__AVAILABLE DATA__
PR #151, opened 2018-02-01
 Add `other parties` details to PDF

zheileman:
Including a bit of refactor of the relationships to a presenter to be reused in several of the sections.

screen shot 2018-02-01 at 12 52 15

### DIFF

__TASK PROMPT__
Every line from the one containing "Including a bit" through the final line of the data above is to be restated word for word, and nothing more.

__SOLUTION FOR THIS EXERCISE__
Including a bit of refactor of the relationships to a presenter to be reused in several of the sections.

screen shot 2018-02-01 at 12 52 15

### DIFF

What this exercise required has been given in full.